Sunday, 13 May 2012

Rewind: Joysticks (1983)

The kids are funning it up and City Hall wants to drop the curtain on their good times. We’ve heared this song before, but Joysticks is a lament, not a hymn...

Joysticks (1983, Greydon Clark)

Starring: Joe Don Baker, Leif Green, Jim Greenleaf, Scott McGinnis, John Diehl

Tagline: More Fun Than Games! (?)

Trailers: Chump Change, Ivory Powers, The Oceanographer’s Niece

Cherrypick: “He’s got Pac-Man Arthritis and Blinky Syndrome?!?”

It would be remiss to steam into any review of a film as far-reaching as 1983’s mammary-minded button-jabber Joysticks without first checking the grubby fingerprints of the unregistered clown school rejects that somehow scavenged together the fears and obsessions of the video generation into a fully-formatted pixilated zeitgeist that gifted the era their Altamont; a dark and kaleidoscopic prism through which the videovisual Eighties could rewind a splintered decade.
Nostalgia: not what it used to be...
Produced and distributed by the dubiously monickered Jensen Farley,  purveyor of superannuated bongo flicks and third-tier schlock horrors - as well as Timerider: The Adventure of Lyle Swann, which for ERH’s money is the greatest film title since Children’s Toilet (1897) – Joysticks would appear to have skin and shock credentials to burn, but little feel for the beat of the street. Enter director Greydon Clark, a cinematic ambulance chaser who had already proved that he didn’t need a weatherman to know which way the wind was blowing with such à la mode polemics as Satan’s Cheerleaders, Black Shampoo (literally an all-black version of Warren Beatty’s Shampoo) and Skinheads. Together they would come to do for the neon Valhalla of the video arcade what Harpo Marx did for the telephone.
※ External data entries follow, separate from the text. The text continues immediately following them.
PR #770, opened 2023-03-02
Test: Add a test that verifies restart from genesis not allowed

heifner:
Add a test that verifies restart from genesis not allowed.
See #764

### DIFF
--- a/plugins/state_history_plugin/tests/session_test.cpp
+++ b/plugins/state_history_plugin/tests/session_test.cpp
@@ -425,11 +425,12 @@ BOOST_AUTO_TEST_CASE(store_with_existing) {
    // Do not allow starting from scratch for existing
    header.block_id     = block_id_for(1);
    BOOST_CHECK_EXCEPTION(
-         log.pack_and_write_entry(header, block_id_for(0),
-                                  [&](auto&& buf) { bio::write(buf, (const char*)data.data(), data.size() * sizeof(data[0])); }),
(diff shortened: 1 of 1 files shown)


plugins/state_history_plugin/tests/session_test.cpp
```diff
@@ -405,6 +405,33 @@ BOOST_AUTO_TEST_CASE(store_read_entry_prune_enabled) {
...
+   log.pack_and_write_entry(header, block_id_for(1),
+                            [&](auto&& buf) { bio::write(buf, (const char*)data.data(), data.size() * sizeof(data[0])); });
+
+   // Do not allow starting from scratch for existing
+   header.block_id     = block_id_for(1);
+   BOOST_CHECK_EXCEPTION(
+         log.pack_and_write_entry(header, block_id_for(0),
+                                  [&](auto&& buf) { bio::write(buf, (const char*)data.data(), data.size() * sizeof(data[0])); }),
+         eosio::chain::plugin_exception, [](const auto& e) {
+      return e.to_detail_string().find("Existing ship log") != std::string::npos;
```
greg7mdp, line 431: small detail. it feels like this line - the body of the lambda - should be indented more.

greg7mdp (approved):

plugins/state_history_plugin/tests/session_test.cpp
heifner: I agree, auto-format failed me here.

linh2931 (approved):

PR #774, opened 2023-03-03
Fix issue with reported fork head vs retrieval of block from fork db

### LINKED ISSUE #772: Test Failure: trx_finality_status_forked_test
https://github.com/AntelopeIO/leap/actions/runs/4318231823/jobs/7536367066

```
Traceback (most recent call last):
  File "/__w/leap/leap/build/tests/trx_finality_status_forked_test.py", line 189, in <module>
    assert prodC.waitForLibToAdvance(), \
AssertionError: ERROR: Network did not reach consensus after bridge node was restarted.
```

heifner:
When `IRREVERSIBLE` mode was added https://github.com/EOSIO/eos/pull/4424 access to fork db head was added to controller, during the refactor of fork database https://github.com/EOSIO/eos/pull/6624 access to fork db pending was added to deal with irreversible mode. 

This PR simplifies this interface by returning the expected values for fork db head according to `IRREVERSIBLE` mode or not. This conforms with the existing functionality of `fetch_block_state_by_number` which looks at `IRREVERSIBLE` mode to determine what branch to search on.

Not sure if this should be back-ported. We have not seen the test failure on previous versions. My guess is the performance improvements in 4.0 around not having to jump to the main thread to get blocks is causing this to be much more likely.

Resolves #772


libraries/chain/controller.cpp
```diff
@@ -3011,35 +3011,19 @@ block_state_ptr controller::head_block_state()const {
...
-   return my->fork_db.pending_head()->header.timestamp;
-}
-
-account_name  controller::fork_db_pending_head_block_producer()const {
-   return my->fork_db.pending_head()->header.producer;
+   if( my->read_mode == db_read_mode::IRREVERSIBLE ) {
+      return my->fork_db.pending_head()->id;
+   } else {
+      return my->fork_db.head()->id;
+   }
```
greg7mdp, line 3026: It looks like we could have an internal function:

`block_state_ptr get_fork_head() { return read_mode == db_read_mode::IRREVERSIBLE) ? fork_db.pending_head() : fork_db.head(); }`

which could be used to simplify the above functions, as well as `fetch_block_state_by_number` and other locations in controller.coo.

greg7mdp: it sounds counter-intuitive that, when asking for IRREVERSIBLE, we return the `pending` head?

greg7mdp (changes requested):

libraries/chain/controller.cpp
heifner: When running in IRREVERSIBLE, "head" is irreversible; but you still are receiving blocks and tracking head of the chain.

heifner: I thought about adding a `get_fork_head`, I didn't because I thought it was clearer to have it obvious in `fork_db_head_block_num` and `fork_db_head_block_id`. I can add it if you think it is cleaner.

greg7mdp: Hum. What about calling the function `get_irreversible_fork_head` to indicate it takes into account the mode?

heifner: It is only irreversible if you are running in IRREVERSIBLE mode.

greg7mdp: OK, my understanding :-). `get_fork_db_head` should be in a header.
```
block_state_ptr controller::get_fork_db_head() {
   // this function returns the last block, even when read_mode is IRREVERSIBLE
   // note: In normal mode, we return head(), which is the last validated block
   //       in IRREVERSIBLE mode, we return pending_head() which is the newest block we
   //       have, and which may or may not be validated.
   return read_mode == db_read_mode::IRREVERSIBLE ?
      fork_db.pending_head() :  // should we make sure we return only validated blocks?
      fork_db.head();
}

uint32_t controller::fork_db_head_block_num()const {
   return get_fork_db_head()->block_num;
}

block_id_type controller::fork_db_head_block_id()const {
   return get_fork_db_head()->id;
}
```

greg7mdp: I'm not quite understanding what `pending_head` is doing? it looks like it is either returning `my-head`, just like `head()`, or a block from indx if that block has a higher `dpos_irreversible_blocknum`?

```
   block_state_ptr fork_database::pending_head()const {
      std::shared_lock g( my->mtx );
      const auto& indx = my->index.get<by_lib_block_num>();

      auto itr = indx.lower_bound( false );
      if( itr != indx.end() && !(*itr)->is_valid() ) {
         if( first_preferred( **itr, *my->head ) )
            return *itr;
      }

      return my->head;
   }
```

heifner: The difference is `pending_head()` is returning the best/tip/preferred block that is not validated or head if head is best/tip/preferred.

heifner: Added `fork_db_head()`

greg7mdp (approved):

unittests/fork_test_utilities.cpp
```diff
@@ -9,10 +9,10 @@ public_key_type  get_public_key( name keyname, string role ){
 }
 
 void push_blocks( tester& from, tester& to, uint32_t block_num_limit ) {
-   while( to.control->fork_db_pending_head_block_num()
-            < std::min( from.control->fork_db_pending_head_block_num(), block_num_limit ) )
+   while( to.control->fork_db_head_block_num()
+            < std::min( from.control->fork_db_head_block_num(), block_num_limit ) )
    {
-      auto fb = from.control->fetch_block_by_number( to.control->fork_db_pending_head_block_num()+1 );
+      auto fb = from.control->fetch_block_by_number( to.control->fork_db_head_block_num()+1 );
```
greg7mdp, line 15: If this is used in non IRREVERSIBLE mode, it will not do the same thing. Is it on purpose?

plugins/net_plugin/net_plugin.cpp
```diff
@@ -2728,8 +2728,8 @@ namespace eosio {
       chain_lib_id = cc.last_irreversible_block_id();
       chain_head_blk_num = cc.head_block_num();
       chain_head_blk_id = cc.head_block_id();
-      chain_fork_head_blk_num = cc.fork_db_pending_head_block_num();
-      chain_fork_head_blk_id = cc.fork_db_pending_head_block_id();
+      chain_fork_head_blk_num = cc.fork_db_head_block_num();
+      chain_fork_head_blk_id = cc.fork_db_head_block_id();
```
greg7mdp, line 2732: in non-irreversible mode, we will store the same in `chain_head_blk_num` and `chain_fork_head_blk_num`. Same for id. Is this what we want?

unittests/fork_test_utilities.cpp
heifner: All tests pass ;). The point of this method is to copy blocks from one test chain to another. It uses `fetch_block_by_number` to do that, so it could only copy what that could find, so the actual functionality has not changed here.

unittests/state_history_tests.cpp
```diff
@@ -742,10 +742,10 @@ BOOST_AUTO_TEST_CASE(test_splitted_log) {
 }
 
 void push_blocks( tester& from, tester& to ) {
-   while( to.control->fork_db_pending_head_block_num()
-            < from.control->fork_db_pending_head_block_num() )
+   while( to.control->fork_db_head_block_num()
+            < from.control->fork_db_head_block_num() )
    {
-      auto fb = from.control->fetch_block_by_number( to.control->fork_db_pending_head_block_num()+1 );
+      auto fb = from.control->fetch_block_by_number( to.control->fork_db_head_block_num()+1 );
```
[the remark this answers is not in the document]
heifner: Same comment as above.

plugins/net_plugin/net_plugin.cpp
heifner: Thanks. `chain_head_*` is not used.

plugins/net_plugin/net_plugin.cpp
```diff
@@ -2726,21 +2724,19 @@ namespace eosio {
...
-   std::tuple<uint32_t, uint32_t, uint32_t, block_id_type, block_id_type, block_id_type>
+   //        lib_num, fork_head_blk_num, lib_id, fork_head_blk_id
+   std::tuple<uint32_t, uint32_t, block_id_type, block_id_type>
    net_plugin_impl::get_chain_info() const {
       std::lock_guard<std::mutex> g( chain_info_mtx );
       return std::make_tuple(
-            chain_lib_num, chain_head_blk_num, chain_fork_head_blk_num,
-            chain_lib_id, chain_head_blk_id, chain_fork_head_blk_id );
+            chain_lib_num, chain_fork_head_blk_num,
+            chain_lib_id, chain_fork_head_blk_id );
```
greg7mdp, line 2739: This would work as well: `return { chain_lib_num, chain_fork_head_blk_num, chain_lib_id, chain_fork_head_blk_id };`.

plugins/net_plugin/net_plugin.cpp
```diff
@@ -1707,8 +1705,8 @@ namespace eosio {
 
       uint32_t lib_num = 0;
       uint32_t fork_head_block_num = 0;
-      std::tie( lib_num, std::ignore, fork_head_block_num,
-                std::ignore, std::ignore, std::ignore ) = my_impl->get_chain_info();
+      std::tie( lib_num, fork_head_block_num,
+                std::ignore, std::ignore ) = my_impl->get_chain_info();
```
greg7mdp, line 1710: I think it would be cleaner if `get_chain_info()` returned a `chain_info_t` struct with 4 members, instead of a tuple and the  extra variable declarations.

So these 4 lines would be replaced with:

`auto chain_info = my_impl->get_chain_info();`

greg7mdp (commented):
Nice, it is getting cleaner. I left a couple more suggestions.

plugins/net_plugin/net_plugin.cpp
heifner: Done.

plugins/net_plugin/net_plugin.cpp
heifner: Done.

greg7mdp: Nice, thank you @heifner

greg7mdp (approved):

linh2931 (approved):

Issue #760, opened 2023-03-01
Add configuration for 3-strike-rule time frame


huangminghuang:
Based on the conversion from https://github.com/AntelopeIO/leap/issues/315#issuecomment-1329968231

Add a new configuration to the existing 3-strike-rule
- Currently has configurable amount of strikes
  - `subjective-account-max-failures` - `Sets the maximum amount of failures that are allowed for a given account per block.` Defaults to 3.
  - Change this description to say `.. per subjective-account-max-failure-time-ms`
- Add new option
  - `subjective-account-max-failure-time-ms` - `Sets the time over which subjective-account-max-failures is enforced.` Defaults to 500ms.

heifner:
Target change for 3.1, 3,2, & main.

matthewdarwin:
So we would have the 3-strike-rule on a per block basis and a new rule for multiple blocks?  Can we have some names for these things so we can explain them?

heifner:
The idea is to change the hard-coded block time to be configurable.

matthewdarwin:
Ah, so not a different rule. So really it is adding a new configuration option, as was originally.  Title of this issue could probably be more clear.

heifner:
Would time in milliseconds or number of blocks be better?

DenisCarriere:
**Per block** seems like it would be a better fit

I'm assuming the milliseconds would need to match the block intervals (500ms), correct?

heifner:
> **Per block** seems like it would be a better fit
> 
> I'm assuming the milliseconds would need to match the block intervals (500ms), correct?

No, it could be reset at any time. If time based you would just check the time at each failure (or start of trx).

DenisCarriere:
Ahh.. well in that case i'll leave it to @matthewdarwin to provide a preference

I don't have any objections to either per block or per milliseconds

milliseconds would be the most flexible if it's not bound to block time intervals.

matthewdarwin:
Time is more flexible.

**But** there is discussion about having block intervals change (depending on the fullness of the block and release it early).  When that that features is implemented, then I think you need this feature to be by block and not by time.  Unless that feature is magically moving the time forward and the counter that would reset the 3-strikes-rule automatically moves forward as well.

heifner:
[...]

PR #777, opened 2023-03-03
[3.1] subjective-account-max-failures-window-size

huangminghuang:
This PR adds a new configuration option `--subjective-account-max-failures-window-size` to set the window size in number of blocks for `--subjective-account-max-failures`  option. 

Address IS #760

### DIFF
--- a/plugins/producer_plugin/producer_plugin.cpp
+++ b/plugins/producer_plugin/producer_plugin.cpp
@@ -686,8 +686,9 @@ class producer_plugin_impl : public std::enable_shared_from_this<producer_plugin
             auto first_auth = trx->packed_trx()->get_transaction().first_authorizer();
             if( _account_fails.failure_limit( first_auth ) ) {
                send_response( std::static_pointer_cast<fc::exception>( std::make_shared<tx_cpu_usage_exceeded>(
-                     FC_LOG_MESSAGE( error, "transaction ${id} exceeded failure limit for account ${a}",
-                                     ("id", trx->id())("a", first_auth) ) ) ) );
+                     FC_LOG_MESSAGE( error, "transaction ${id} exceeded failure limit for account ${a} until ${next_reset_time}",
+                                     ("id", trx->id())("a", first_auth)
+                                     ("next_reset_time", _account_fails.next_reset_timepoint(chain.head_block_num(),chain.head_block_time())) ) ) ) );
                return true;
             }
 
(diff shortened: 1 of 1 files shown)


plugins/producer_plugin/producer_plugin.cpp
```diff
@@ -673,10 +685,14 @@ class producer_plugin_impl : public std::enable_shared_from_this<producer_plugin
...
-                     FC_LOG_MESSAGE( error, "transaction ${id} exceeded failure limit for account ${a}",
-                                     ("id", trx->id())("a", first_auth) ) ) ) );
+            if (_account_fails.failure_limit(first_auth)) {
+               send_response(
+                     std::static_pointer_cast<fc::exception>(std::make_shared<tx_cpu_usage_exceeded>(FC_LOG_MESSAGE(
+                           error,
+                           "transaction ${id} exceeded failure limit for account ${a} until ${next_reset_timepoint}",
+                           ("id", trx->id())("a", first_auth)(
+                                 "next_reset_timepoint",
+                                 _account_fails.next_reset_timepoint(chain.head_block_num(), bt))))));
```
heifner, line 695: Please cleanup this formatting.

plugins/producer_plugin/producer_plugin.cpp
```diff
@@ -2023,10 +2047,13 @@ bool producer_plugin_impl::process_unapplied_trxs( const fc::time_point& deadlin
...
-                  itr->next( std::make_shared<tx_cpu_usage_exceeded>(
-                        FC_LOG_MESSAGE( error, "transaction ${id} exceeded failure limit for account ${a}",
-                                        ("id", trx->id())("a", first_auth) ) ) );
+               if (itr->next) {
+                  itr->next(std::make_shared<tx_cpu_usage_exceeded>(FC_LOG_MESSAGE(
+                        error,
+                        "transaction ${id} exceeded failure limit for account ${a} until ${next_reset_timepoint}",
+                        ("id", trx->id())("a", first_auth)(
+                              "next_reset_timepoint",
+                              _account_fails.next_reset_timepoint(chain.head_block_num(), chain.head_block_time())))));
```
heifner, line 2056: Please cleanup this formatting.

plugins/producer_plugin/producer_plugin.cpp
```diff
@@ -2439,8 +2466,7 @@ void producer_plugin_impl::produce_block() {
 
    block_state_ptr new_bs = chain.head_block_state();
 
-   _account_fails.report();
-   _account_fails.clear();
+   _account_fails.report(new_bs->block_num);
```
heifner, line 2469: I think you should make it `report_and_clear(uint32_t block_num)` and only call it from start_block. The `-1` in `report` vs `clear` seems a bit fragile.

heifner (changes requested):

heifner (approved):

heifner:
> Just curious, why do we do the `++` here?
> 
> https://github.com/AntelopeIO/leap/blob/71548a642577e0757f0e462bdaba20afa4f3841e/plugins/producer_plugin/producer_plugin.cpp#L223

Because we log the number of failures and want to include this failure in that number.

greg7mdp:
> Because we log the number of failures and want to include this failure in that number.

But there is an add() function above. It seems that we should have an add() function incrementing the number of failures, and a `failure_limit` to only check if the limit was exceeded?

heifner:
> > Because we log the number of failures and want to include this failure in that number.
> 
> But there is an add() function above. It seems that we should have an add() function incrementing the number of failures, and a `failure_limit` to only check if the limit was exceeded?

We don't want to add(), only increase the failure count.

greg7mdp (approved):

PR #778, opened 2023-03-03
[PH] Update Log Reader Tests For scrapeBlockTrxDataLog

ClaytonCalabrese:
A recent bug revealed a gap in the `log_reader_tests` for performance harness relating to `scrapeBlockTrxDataLog`, this PR addresses the location that this bug occurred so that if broken again in the future, it will be caught automatically.


tests/performance_tests/log_reader.py
```diff
@@ -237,11 +237,11 @@ def scrapeTrxGenLog(trxSent, path):
     with selectedopen(path, 'rt') as f:
         trxSent.update(dict([(x[0], x[1]) for x in (line.rstrip('\n').split(',') for line in f)]))
 
-def scrapeBlockTrxDataLog(trxDict, path):
+def scrapeBlockTrxDataLog(trxDict, path, nodeosVersion=None):
     #blockTrxData.txt
     selectedopen = selectedOpen(path)
     with selectedopen(path, 'rt') as f:
-        if Utils.getNodeosVersion().split('.')[0] == "v2":
+        if Utils.getNodeosVersion().split('.')[0] == "v2" or nodeosVersion == "v2":
```
oschwaldp-oci, line 244: Should just use `nodeosVersion` here and remove the `Utils.getNodeosVersion()` call.

Might be worth looking at our use of `Utils.getNodeosVersion()` throughout performance harness and see if we can limit this to a single place and then always get it out of `ClusterConfig`, for example.  Makes it easier to update in the future if we move away from `Utils.getNodeosVersion()` as the way we get nodeos version.

oschwaldp-oci (changes requested):

oschwaldp-oci (approved):

tests/performance_tests/log_reader.py
oschwaldp-oci: Thanks.

tests/performance_tests/log_reader_tests.py
```diff
@@ -192,6 +192,14 @@
 expectedTpsStats = log_reader.stats(41, 41, 41, 0.0, 0, 2)
 assert expectedTpsStats == stats , f"Error: Stats calculated: {stats} did not match expected stats: {expectedTpsStats}"
 
+#ensure that scraping of trxDataLog is compatible with 2.0
+trxDict = {}
+log_reader.scrapeBlockTrxDataLog(trxDict=trxDict, path=Path("tests")/"performance_tests"/"block_trx_data_log_2_0_14.txt", nodeosVers="v2")
```
oschwaldp-oci, line 197: block_trx_data_log_2_0_14.txt.gz

oschwaldp-oci (changes requested):

oschwaldp-oci (approved):

PR #785, opened 2023-03-07
[3.1 -> 3.2] subjective-account-max-failures-window-size

### LINKED ISSUE #760: Add configuration for 3-strike-rule time frame

huangminghuang:
This PR merges PR #777 into release/3.2 branch with the following changes

- adds a new configuration option --subjective-account-max-failures-window-size to set the window size in number of blocks for --subjective-account-max-failures option.
- extract the block tracking functionality from `account_failures` class into a `block_time_tracker` class.

Resolves #760

### DIFF
--- a/plugins/producer_plugin/producer_plugin.cpp
+++ b/plugins/producer_plugin/producer_plugin.cpp
@@ -146,21 +146,6 @@ public:
       reset_window_size_in_num_blocks = size;
    }
 
-   void add_idle_time( const fc::microseconds& idle ) {
-      block_idle_time += idle;
-   }
-
-   void add_fail_time( const fc::microseconds& fail_time ) {
-      trx_fail_time += fail_time;
-      ++trx_fail_num;
-   }
-
-   void add_success_time( const fc::microseconds& time ) {
-      trx_success_time += time;
-      ++trx_success_num;
-   }
-
-
    void add( const account_name& n, int64_t exception_code ) {
       auto& fa = failed_accounts[n];
       ++fa.num_failures;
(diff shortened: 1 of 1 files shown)


greg7mdp (approved):

plugins/producer_plugin/producer_plugin.cpp
```diff
@@ -414,11 +436,10 @@ class producer_plugin_impl : public std::enable_shared_from_this<producer_plugin
          auto& chain = chain_plug->chain();
 
          if( chain.is_building_block() ) {
-            _account_fails.report( _idle_trx_time );
+            _time_tracker.report_and_clear( _idle_trx_time );
```
heifner, line 439: It is ok to clear here, but not needed. So I think we can separate `report()` from `clear()` for `time_tracker`.

heifner (changes requested):
A similar fix as indicated in this review is needed in 3.1.

heifner (approved):

heifner:
> A similar fix as indicated in this review is needed in 3.1.

3.1 does not have reporting of block info like 3.2, no change is needed in 3.1.

PR #745, opened 2023-02-23
Remove HTTPS support from nodeos & keosd

greg7mdp:
Resolves #643.

- removed HTTPS support (and code) from http_plugin
- removed HTTPS support (and code) from http_client_plugin (mostly in libfc)
- removed `OpenSSL::SSL` from libraries/libfc/CMakeLists.txt

Issue #643, opened 2023-01-17
Remove HTTPS support from nodeos & keosd


spoonincode:
As documented in [Leap's deprecation notices](https://github.com/AntelopeIO/leap/wiki/Deprecations-and-Proposed-Deprecations-In-Leap-Software), HTTPS support in nodeos & keosd is to move removed.

This should be fairly simple, notable tasks are to
* Remove HTTPS support from http_plugin
* Remove HTTPS support from http_client_plugin

At the conclusion of this work there should no longer be the need for linking `OpenSSL::SSL` anywhere in Leap.

greg7mdp:
@spoonincode should I remove the https code from `libraries/libfc/src/network/http/` as well? This is what `http_client_plugin` uses.

PR #787, opened 2023-03-07
Cleanup some missed https support from test that was missed.

oschwaldp-oci:
Relates to https://github.com/AntelopeIO/leap/issues/643 and https://github.com/AntelopeIO/leap/pull/745


heifner (approved):

greg7mdp (approved):
Thanks for finding and fixing this!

Essentially a itchy-trigger showdown between the nerds, jocks, Pasadena punks and bleach blonde Valley girls that make up the console community of some jerkwater Californian burg and local busybody/mob bagman/boiling-point puritan Joe Don Baker’s attempts to shut down their gilded palace of sin, this is the underdog story writ large: Footloose for four-eyed Freddies; Amistad for Amstraders; Rocky for ‘tards. The kids are funning it up and City Hall wants to drop the curtain on their good times. We’ve heard this song before, but Joysticks is a lament, not a hymn.
Believe it or not, but this crew is actually a highlight!
But we get ahead of ourselves, for every Kong needs his Mario, and our guide through the neon-edged netherworld of arcade fire is one Eugene Groebe – an entry-level Pointdexter complete with bow tie, three-pleat chinos and brutal horn-rims. Drafted into the food counter of his neighborhood video parlour – a facility whose W.I.C. (Wiener Into Cleveage) count stands alone in modern cinema – Eugene is our pratfalling Passepartout around the world of cabinet chaos, breasty bi-play and internecine intrigue that all threaten to take the unwary viewer’s eye off the ball. We would, however, do well to remember that this was the American Eighties, where nothing was as it first seemed…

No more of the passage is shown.